なみのりいるかの夢

しばらくは雑記です。

「貝と文明」ヘレン・スケールズ著 林裕美子訳

軟体動物としての貝から食料や新薬まで様々な貝について興味深い内容でした。

思ったより長く続いていたタカラガイを貨幣として使う貿易はキイロダカラと、ハナビラダカラを取引に使われていたとか。1億個もの貝が流通に乗っていたのも不思議な感じです。

海の絹で作られた布の話は物語が書けそうなくらい。足糸を布にするなんてなかなか思いつかない事なのに昔からあったらしい。
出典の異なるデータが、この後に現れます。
PR #4097, opened 2026-08-12
[Feature] Add joint sample-and-score distribution adapter

vmoens:
## Summary

- add `ensure_rsample_and_log_prob()` as an identity-preserving capability adapter
- expose `sample_and_log_prob()` and `rsample_and_log_prob()` on arbitrary PyTorch and third-party distributions through a lightweight proxy
- preserve concrete `isinstance` behavior and transparent `torch.distributions.kl_divergence` dispatch
- adapt distributions at TorchRL probabilistic-module and objective boundaries, allowing consumers to use the method contract without concrete-distribution branches or unwrapping
- document the method-oriented API and preserve the existing free-function fallback
- cover native identity, wrapped gradients, `torch.compile`, serialization, KL dispatch, composites, non-reparameterizable distributions, actor/objective integration, and sampling overhead

## Motivation

#4080 introduced atomic sample-and-score operations for `TanhNormal` and generic free-function fallbacks. Distribution-consuming modules are modular, however, and cannot assume which concrete distribution they will receive. This follow-up establishes a uniform internal method contract:

```python
action, log_prob = dist.rsample_and_log_prob()
```

Distributions that already provide the method retain object identity. Other distributions are adapted without modifying PyTorch classes or maintaining TorchRL copies of the `torch.distributions` namespace.

## Compatibility

The proxy delegates ordinary distribution behavior, including sampling, scoring, entropy, support, statistics, expansion, enumeration, mapping behavior for composite distributions, and distribution-specific attributes. Concrete `isinstance` checks remain transparent, including `CompositeDistribution` branches. PyTorch KL dispatch is registered for adapted/adapted and mixed adapted/raw pairs, so consumers do not need an unwrap API.

Structured `CompositeDistribution` samples continue to use the centralized component aggregation in the existing free functions. Distributions with `has_rsample=False` expose `sample_and_log_prob()` and continue to reject reparameterized sampling.

## Validation

- 2,023 passed across distribution, actor, CQL, A2C, PPO, and Reinforce suites
- direct non-skipped `KLPENPPOLoss` standard and composite executions passed
- adapter KL tests cover adapted/adapted, adapted/raw, and raw/adapted pairs
- GRPO dependency-free unit passed; transformer-backed cases require the optional `transformers` dependency unavailable locally
- sampling microbenchmark: adapted method 19.5 us mean; free function 20.0 us mean in the local run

ヨーロッパで作られていたというのだけど、日本では長い足糸の貝が生息していないので作られなかったのは残念な事。

新種についても色々と。海の中ということもあってまだまだ新種が見つかる世界なんですって。

イモガイから新薬が研究されているのも興味深い。

菜食主義の方々がカキやイガイなどは植物的だから食べても大丈夫と分類しているのが面白かった。痛みを感じる器官があるかどうかが重要らしい。特にカキは餌を与えることもなく薬を与えることもなく環境負荷の少ない食糧になるらしい。海水を濾して餌をとるので水質改善にもなって良いのだろう。

貝は海の環境指標にもなるだろうから今後は養殖も増えていくのかもしれない。貝について色々知れて良かった。